Благодаря открытию Гудкова, которое он обнародует через пять лет, у меня такой хроноскаф есть. Правда, садиться в него не надо, достаточно достать из кармана, набрать на пульте нужное время и нажать кнопку «Старт».
Я закончил завтракать, переоделся, взял приготовленный загодя кейс, вышел на лестничную площадку и закрыл дверь. Затем достал из кармана хроноскаф, в просторечии именуемый «джамп», набрал «20 июля 2001 года, 13 часов 20 минут» и нажал на «Старт».
ГЛАВА ТРЕТЬЯ
На лестничной площадке практически ничего не изменилось. Даже кремовый цвет панелей в подъезде был таким же, как пять лет спустя. Только солнечные блики, падавшие из окна на правую стену, рывком переместились на левую – я вышел из дому в начале одиннадцатого, а здесь уже половина второго. Конечно, можно синхронизировать время суток, но я не стал мудрствовать и воспользовался предложенной вариатором версией, когда на лестничной площадке никого не будет ни в момент отправления, ни в момент прибытия. Первый вариант всегда самый надежный, исключающий возникновение флуктуаций.

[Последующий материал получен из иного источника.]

PR #446, opened 2020-06-03
MULE-18393: HttpRequester validate entity before retry on remotely cl…

mlischetti:
…osed

### DIFF
--- a/src/main/java/org/mule/extension/http/internal/request/HttpRequester.java
+++ b/src/main/java/org/mule/extension/http/internal/request/HttpRequester.java
@@ -258,7 +258,7 @@ public class HttpRequester {
       } else {
         if (logger.isDebugEnabled()) {
           logger.debug("Sending HTTP message failed with `" + IOException.class.getCanonicalName() + ": " + REMOTELY_CLOSED
-                  + "`. Request will not be retried because entity not support retry.");
+              + "`. Request will not be retried because entity not support retry.");
         }
         shouldRetry = false;
       }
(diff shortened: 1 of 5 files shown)


src/main/java/org/mule/extension/http/internal/request/HttpRequester.java
```diff
@@ -261,6 +268,17 @@ private boolean supportsRetry(String httpMethod) {
     return RETRY_ON_ALL_METHODS || IDEMPOTENT_METHODS.contains(httpMethod);
   }
 
+  private boolean entitySupportRetry(HttpRequest request) {
+    boolean entitySupportRetry = true;
+    if (request.getEntity() != null) {
```
fsgonz, line 273: unify conditions. return true or false according to the condition.

src/main/java/org/mule/extension/http/internal/request/HttpRequester.java
```diff
@@ -247,12 +247,19 @@ private void checkIfRemotelyClosed(Throwable exception, UriParameters uriParamet
...
+  private boolean shouldRetryRemotelyClosed(Throwable exception, int retryCount, HttpRequest httpRequest) {
     boolean shouldRetry = exception instanceof IOException && containsIgnoreCase(exception.getMessage(), REMOTELY_CLOSED)
-        && supportsRetry(httpMethod) && retryCount > 0;
+        && supportsRetry(httpRequest.getMethod()) && retryCount > 0;
     if (shouldRetry) {
-      logger.warn("Sending HTTP message failed with `" + IOException.class.getCanonicalName() + ": " + REMOTELY_CLOSED
-          + "`. Request will be retried " + retryCount + " time(s) before failing.");
+      boolean entitySupportRetry = entitySupportRetry(httpRequest);
+      if (entitySupportRetry) {
+        logger.warn("Sending HTTP message failed with `" + IOException.class.getCanonicalName() + ": " + REMOTELY_CLOSED
```
fsgonz, line 256: I would set this as debug as this was the previous normal behavior. To avoid performance degradation verify that debug is enabled.

PR #449, opened 2020-06-12
HTTPC-124: Apps with listener shouldn't stop servers when they are in other context

eze210:


src/main/java/org/mule/extension/http/internal/listener/HttpListenerProvider.java
```diff
@@ -26,6 +26,7 @@
 import org.mule.runtime.api.scheduler.SchedulerConfig;
 import org.mule.runtime.api.scheduler.SchedulerService;
 import org.mule.runtime.api.tls.TlsContextFactory;
+import org.mule.runtime.core.api.MuleContext;
```
elrodro83, line 29: connectors shouldn't use this

PR #464, opened 2020-08-11

pabloperalta:
Changed the HttpResponseToResult so that the result for a request of the HttpRequester is a repeatable stream because when the payload was read to decide whether to resend or not the request it was being consumed.


pabloperalta:
--validate

pabloperalta:
Will attempt an aproach that would keep the http-connector oblivious of the existence of repeatable streams.

PR #465, opened 2020-08-18

pabloperalta:
After fixing the original error in oauth module the payload was consumed


pabloperalta:
--validate

pabloperalta:
--validate

PR #468, opened 2020-09-01

pabloperalta:
Use repeatable streams when posible in order to prevent the auth mechanism from consuming the payload before it is returned


pabloperalta:
--validate

pabloperalta:
This implementation can be optimized in order to prevent unnecesary performance degradation

PR #824, opened 2024-04-03
Some changes to un-ignore and/or fix some tests after the reactor-netty client impl of the service

jesica-fera:
This PR shouldn't be merged before: https://github.com/mulesoft-labs/mule-http2-service/pull/16
This is just against test/netty branch were we keep the changes for the tests related to the new HTTP Netty Service


functional-tests/http/.java-version
```diff
@@ -0,0 +1 @@
+1.8
```
eze210, line 1: This file addition doesn't sound intentional

eze210 (changes requested):

functional-tests/http/.java-version
jesica-fera: Oops! Sorry, removed

eze210 (approved):

PR #830, opened 2024-04-30
W-15400264: Modify some tests to handle new slight behaviour changes of Netty

jesica-fera:
Some of the tests were accordingly modified to support change of messages or other small stuff that started happening with Netty

### DIFF
--- a/functional-tests/http/src/test/java/org/mule/test/http/functional/requester/HttpRequestMaxConnectionsTestCase.java
+++ b/functional-tests/http/src/test/java/org/mule/test/http/functional/requester/HttpRequestMaxConnectionsTestCase.java
@@ -24,10 +24,8 @@ import javax.servlet.http.HttpServletRequest;
 import javax.servlet.http.HttpServletResponse;
 
 import org.eclipse.jetty.server.Request;
-import org.junit.Ignore;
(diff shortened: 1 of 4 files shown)


functional-tests/http/src/test/java/org/mule/test/http/functional/requester/HttpRequestMaxConnectionsTestCase.java
```diff
@@ -58,6 +57,7 @@ public void maxConnections() throws Exception {
   private Thread processAsynchronously(final Flow flow) {
     Thread thread = new Thread(() -> {
       try {
+        System.out.println("Sent one request");
```
eze210, line 60: Remove the print or replace it with a logger

eze210 (changes requested):

functional-tests/http/src/test/java/org/mule/test/http/functional/requester/HttpRequestMaxConnectionsTestCase.java
jesica-fera: It's not needed, removed

eze210 (approved):

PR #932, opened 2024-10-30
W-16606364 Add proxy and ntlm coverage for streaming 

aronee2008:
Tests added - 

- NTLM proxy with streaming
- Global Anonymous Proxy with streaming 
- Inner Anonymous Proxy with streaming 
- Global Username/Password Proxy with streaming 
- Inner Username/Password Proxy with streaming 
- Validate streaming using client and server with proxy


functional-tests/http/src/test/resources/http-streaming-request-proxy-config.xml
```diff
@@ -0,0 +1,66 @@
...
+                <http:proxy host="localhost" port="${proxyPort}"/>
+            </http:proxy-config>
+        </http:request-connection>
+    </http:request-config>
+
+    <flow name="InnerAnonymousProxy">
+        <http:listener config-ref="listenerConfig" path="/test/InnerAnonymousProxy" />
+        <http:request config-ref="configInnerAnonymousProxy" path="requestPath"/>
+    </flow>
+
```
hyerans, line 38: extra blank

functional-tests/http/src/test/resources/http-streaming-request-proxy-config.xml
```diff
@@ -0,0 +1,66 @@
...
+    <!-- Inner Username/Password Proxy -->
+    <http:request-config name="configInnerUserPassProxy" basePath="basePath">
+        <http:request-connection host="localhost" port="${httpPort}">
+            <http:proxy-config>
+                <http:proxy host="localhost" port="${proxyPort}" username="theUsername" password="thePassword" />
+            </http:proxy-config>
+        </http:request-connection>
+
```
hyerans, line 58: extra blank

functional-tests/http/src/test/java/org/mule/test/http/functional/requester/streaming/HttpStreamingRequestNtlmProxyConfigTestCase.java
```diff
@@ -0,0 +1,70 @@
...
+import org.apache.http.client.fluent.Request;
+import org.apache.http.client.fluent.Response;
+import org.apache.http.entity.StringEntity;
+import org.junit.Before;
+import org.junit.BeforeClass;
+import org.junit.Rule;
+
+
+@Stories({@Story(PROXY), @Story(NTLM), @Story(STREAMING)})
+public class HttpStreamingRequestNtlmProxyConfigTestCase
```
eze210, line 41: This test caught my attention because it's testing the proxy authentication in a strange way... I see that you copied it from an older test, so it's not your fault, but I will ask you to add a comment here so we know what is it doing in the future. The comment should be something like:
The server that is working as a "proxy" (and executing the authentication) here is the one we usually use as the "target", but it works for the test purposes.

eze210 (changes requested):

eze210 (approved):

PR #960, opened 2024-11-29
W-17333982: fix for HTTP:TIMEOUT error

neetya26:
Screenshot 2024-12-02 at 6 26 51 PM
Screenshot 2024-12-03 at 12 01 24 PM

Attaching before and after images for the fix


sf-himmatbir (approved):

eze210 (changes requested):
Please add the corresponding MUnit test case

PR #961, opened 2024-11-29
W-17333982: fix for HTTP:TIMEOUT error

neetya26:
Screenshot 2024-12-02 at 6 26 51 PM
Screenshot 2024-12-03 at 12 01 24 PM

Attaching before and after images for the fix

### DIFF
--- a/mule-http-connector/src/main/java/org/mule/extension/http/internal/request/HttpRequester.java
+++ b/mule-http-connector/src/main/java/org/mule/extension/http/internal/request/HttpRequester.java
@@ -14,7 +14,7 @@ import static java.util.Optional.empty;
 import static java.util.Optional.ofNullable;
 import static org.apache.commons.lang3.StringUtils.containsIgnoreCase;
 import static org.mule.extension.http.api.error.HttpError.CONNECTIVITY;
-import static org.mule.extension.http.api.error.HttpError.TIMEOUT;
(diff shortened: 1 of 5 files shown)


mule-http-connector/src/main/java/org/mule/extension/http/internal/request/HttpRequester.java
```diff
@@ -262,7 +262,7 @@ private void doRequestWithRetry(HttpExtensionClient client, HttpRequesterConfig
             }
 
             logger.error(getErrorMessage(httpRequest));
-            HttpError error = exception instanceof TimeoutException ? TIMEOUT : CONNECTIVITY;
+            HttpError error = exception instanceof TimeoutException ? REQUEST_TIMEOUT : CONNECTIVITY;
```
sf-himmatbir, line 265: As discussed, Currently we are throwing HTTP:Timeout in case of no response, after this change we will throw HTTP:REQUEST_TIMEOUT. 
As per earlier implementation customers might be expecting HTTP:Timeout here so this might break few things on their side. It would suggest to keep it same.
For the scenario where status code is 408, we can try if HTTP:Timeout can be thrown there as well to make sure it is same everywhere.
If above is not possible then can go ahead with REQUEST_TIMEOUT at both places and need to update the documentation as well.

sf-himmatbir (approved):

eze210 (changes requested):
Please add the corresponding MUnit test case

PR #969, opened 2024-12-13
W-17370109: Add tests for the situation where requester finds an error after committing the response payload

eze210:


eze210:
This test was added in integration, because it tests a feature of the service

PR #1008, opened 2025-03-04
W-17769292 Unignore passing munit tests for cookie handling and redirects for netty impl

aronee2008:
Passes all munit tests for http netty service for cookies and redirect cases 
image
image

3/18
munit tests with netty:
image
functional tests with netty: 
image


mule-http-connector/src/test/munit/cookies/request-cookies-redirect-test-case.xml
```diff
@@ -26,9 +26,7 @@
         <http:request-connection host="localhost" port="${dynamic.port}"/>
     </http:request-config>
 
-    <!-- TODO (W-17405565): Un-ignore this test for Netty impl -->
-    <munit:test name="cookiesWithMultipleRedirect" description="Cookies are replaced during the redirect mechanism"
-                ignore="#[p('mule.http.service.implementation') == 'NETTY']">
+    <munit:test name="cookiesWithMultipleRedirect" description="Cookies are replaced during the redirect mechanism]" ignore="#[Munit::muleVersionPriorTo('4.9.3')]">
```
eze210, line 29: Only ignore the test for versions older than 4.9.3 when the implementation is NETTY. Otherwise, you're ignoring this test for GRIZZLY implementation too.

eze210: And do the same for the rest of the tests

eze210 (changes requested):

eze210 (approved):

Спустившись на лифте, я вышел из подъезда, прошел к стоянке такси и сел в машину на заднее сиденье.
– В Шереметьево.
Шофер попался на редкость молчаливый, и мне это было на руку. Когда до аэропорта оставалось совсем немного, я достал из кейса лингвистический программатор, выбрал позицию «американизированный английский язык, виржинское произношение», вставил в ухо детектор, оформленный под наушник аудиоплеера, и прикрыл глаза, якобы наслаждаясь музыкой. Когда через пять минут я открыл глаза, то увидел, что мы подъезжаем к зданию аэропорта. Я отключил программатор, спрятал в кейс, а когда такси остановилось, молча, не торгуясь, расплатился. Ни к чему демонстрировать шоферу ломаный русский с виржинским акцентом. Американцу Тэдди Смиту проще проходить паспортный и таможенный контроль.